ACTIVITY
Line tally for the word "attributes": count the lines below that contain it and reply with the number alone.

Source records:

PR #46, opened 2020-12-01
Filtering devfile obj via attributes

maysunfaisal:

### What does this PR do?
Provides an option to filter devfile object via attributes

For example, this helps Console filter components that its interested in rather than parsing all the components belonging to a devfile.yaml

Fixes https://github.com/devfile/api/issues/232

TBD


go.mod
```diff
@@ -16,12 +16,12 @@ require (
...
 	github.com/stretchr/testify v1.6.1 // indirect
 	github.com/xeipuuv/gojsonschema v1.2.0
-	golang.org/x/net v0.0.0-20200324143707-d3edc9973b7e // indirect
 	golang.org/x/sys v0.0.0-20200509044756-6aff5f38e54f // indirect
+	gonum.org/v1/netlib v0.0.0-20190331212654-76723241ea4e // indirect
 	gopkg.in/yaml.v2 v2.3.0 // indirect
-	k8s.io/api v0.18.2
-	k8s.io/apimachinery v0.18.2
+	k8s.io/api v0.18.6
+	k8s.io/apimachinery v0.18.6
```
yangcao77, line 23: can we downgrade `k8s.io/api` and `k8s.io/apimachinery` back to `v0.18.2`? to be consist with api/odo/console/devworkspace?

main.go
```diff
@@ -17,20 +18,39 @@ func main() {
...
-			fmt.Println(d.SchemaVersion)
+			fmt.Printf("schema version: %s\n", d.SchemaVersion)
 		}
 
-		for _, component := range devfile.Data.GetComponents() {
+		compOptions := common.DevfileOptions{
+			Filter: map[string]interface{}{
+				"first": "a",
+				"last":  "c",
+				// "middle": "b",
```
yangcao77, line 28: comments

devfile.yaml
```diff
@@ -2,15 +2,46 @@ schemaVersion: 2.0.0
...
+    alpha.deployment-manifest: https://raw.githubusercontent.com/odo-devfiles/registry/master/devfiles/nodejs/deploy/deployment-manifest.yaml
 starterProjects:
 - name: nodejs-starter
   git:
     remotes:
       origin: https://github.com/odo-devfiles/nodejs-ex.git
 components:
 - name: runtime
+  attributes:
+    first: a
```
yangcao77, line 16: we have more meaningful name if we want it to be a test devfile in the public repo

pkg/devfile/generator/utils.go
```diff
@@ -197,7 +198,7 @@ func getServiceSpec(devfileObj parser.DevfileObj, selectorLabels map[string]stri
 
 	var containerPorts []corev1.ContainerPort
 	portExposureMap := getPortExposure(devfileObj)
-	containers, err := GetContainers(devfileObj)
+	containers, err := GetContainers(devfileObj, common.DevfileOptions{})
```
yangcao77, line 201: should we add `DevfileOptions` to getService as well? to filter out endpoints from specific components / with specific attributes for service creation

go.mod
maysunfaisal: I am not controlling the version, this is automatically updated because devfile/api is using `v0.18.6`

main.go
maysunfaisal: updated

devfile.yaml
maysunfaisal: updated

pkg/devfile/generator/utils.go
maysunfaisal: updated to incl options to service but endpoint will be discussed and added later if necessary since its a level 2 attribute

pkg/devfile/generator/utils_test.go
```diff
@@ -926,7 +1040,7 @@ func TestGetPortExposure(t *testing.T) {
 					Components: tt.containerComponents,
 				},
 			}
-			mapCreated := getPortExposure(devObj)
+			mapCreated, _ := getPortExposure(devObj, tt.filterOptions)
```
yangcao77, line 1043: the returned error should be checked

pkg/devfile/parser/data/v2/commands_test.go
```diff
@@ -191,13 +278,19 @@ func TestDevfile200_UpdateCommands(t *testing.T) {
 
 			d.UpdateCommand(tt.newCommand)
 
-			commandsMap := d.GetCommands()
+			commands, _ := d.GetCommands(common.DevfileOptions{})
```
yangcao77, line 281: same as above, the error should not be ignored. should check unexpected error

pkg/devfile/parser/data/v2/components_test.go
```diff
@@ -213,7 +249,7 @@ func TestGetDevfileContainerComponents(t *testing.T) {
 				},
 			}
 
-			devfileComponents := d.GetDevfileContainerComponents()
+			devfileComponents, _ := d.GetDevfileContainerComponents(tt.filterOptions)
```
yangcao77, line 252: same as above, the error should not be ignored. should check unexpected error

pkg/devfile/generator/utils_test.go
maysunfaisal: true it should be checked. The reason i didnt because err will only be returned when using attributes and i found a bug with attributes in the api repo and doesnt return err properly but i will update this

pkg/devfile/parser/data/v2/commands_test.go
maysunfaisal: same as above

pkg/devfile/parser/data/v2/components_test.go
maysunfaisal: same as above

pkg/devfile/generator/utils_test.go
maysunfaisal: updated

pkg/devfile/parser/data/v2/commands_test.go
maysunfaisal: updated

pkg/devfile/parser/data/v2/components_test.go
maysunfaisal: updated

yangcao77 (approved):
LGTM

OUTPUT BELOW
5